I don’t really care for Clifford algebra, but here’s my attempt to understand the parts of it that aren’t obvious anyway:

TODO: Write out why I don’t care for them.

What’s the value of bundling together dot product and cross product as even and odd components of a shared product? Well, this is the one thing I do care for, and it lets us see the higher-order Pythagorean theorem. TODO

Given the linear isomorphism between the exterior algebra and the Clifford algebra, how do we abstractly (basis-freely) interpret the Clifford product as acting on exterior powers? TODO

How do we abstractly (basis-freely, Clifford-freely) interpret the Pin and Spin groups? Well, the pin groups are something like series of reflections, and the Spin groups are series of even many reflections, but there’s some identities that do and don’t hold. TODO

Note that the (S)Pin(n) groups are the universal cover (i.e., simply connected, and thus identifiable with the path space) of (S)O(n) for n \geq 3, but not for n = 2 or less, and not in general when looking at (S)Pin(p, q) for a non-positive-definite form. So even though people often describe the (S)Pin groups in terms of these universal covers, talking about the belt trick for Spin(3) over SO(3) and such, and perhaps that’s the motivation of looking at these originally, that’s not quite what the Clifford algebra thing is always doing. It’s some double cover but not the universal cover.
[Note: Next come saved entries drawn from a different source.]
PR #2589, opened 2025-04-17
Auto-generate enum type widget boilerplate for radio buttons and dropdown menus

### LINKED ISSUE #2587: Ergonomic way to define enums for use by nodes
Right now it's a laborious process to add an enum to the `TaggedValue`. We need to auto-generate ways of turning an enum into a dropdown menu or radio button input widget. And we need to consider how users will be able to define their own once they can write Rust code to create custom nodes.

I discussed some possible approaches with @TrueDoctor a couple days ago. More thought will be required once we can begin tackling this.

kythyria:
(Mostly) resolves #2587. This refactors the UI for dropdowns and radio buttons based on built-in enums.

Dropdowns and radio buttons associated with node sockets can be produced via a builder API, with this API in turn getting its data from a proc macro that operates on enums. The particular shape should facilitate extending this to user-defined enums, to values that are not associated with a socket, and to menu entries (eg, the ones to add a boolean operation).


Keavon (approved):

TrueDoctor:
The macro code looks good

Note that there are two different Pin(n) groups, as Pin(n, 0) vs Pin(0, n), the two different sign conventions on Clifford algebras (do unit vectors square to 1 or -1?). There would be two different Spin(n) groups in the same way, but they turn out to be canonically isomorphic.

When I speak about “the” Pin group being the universal cover, this is maybe slightly confused, since as I just said there are two Pin groups. I believe this is possible because O(n) is itself not connected, so even though its component at identity receives a simply connected cover or some such thing, the Pin group overall also has some kind of action on swapping components that differs between the two Pin group constructions, or something.

The right way to think about Clifford algebras without presupposing a unit magnitude is presumably to impose the condition that A dot A = B dot B means A^2 = B^2, or equivalently, perpendicular values anticommute. (This is all over a field not of characteristic 2, of course, with square roots and so on, usual stuff, over the reals)

Clifford algebras are good for one thing: A nice construction of the universal cover of SO(n) for n >= 3. In general, the way this works is by starting with Clifford algebras over directions (so there is a god-given sense of a unit vector). And it will be useful to say, for a unit vector \(u\), that \(u^2 = -1\) rather than the positive convention. Then \(u u u = u^2 u = -u\), while \(u v u = -u^2 v = v\) for any vector \(v\) perpendicular to \(u\), so that being multiplied on both sides by \(u\) acts as reflection in one dimension, upon vectors. We can then consider general compositions of these “Multiply by \(u\) on both sides” actions, over all directions \(u\), generating some subset of the Clifford algebra. This is essentially the pin group, and restricting to even index gives essentially the spin group. The point is that the Clifford algebra imposes certain identities on these compositions of reflection operations, but those identities are a little coarser than the identities of SO(n) itself (consider that \(u\) and \(-u\) impose the same reflection action). Indeed, we end up with a double cover of SO(n) [TODO: How to show this?].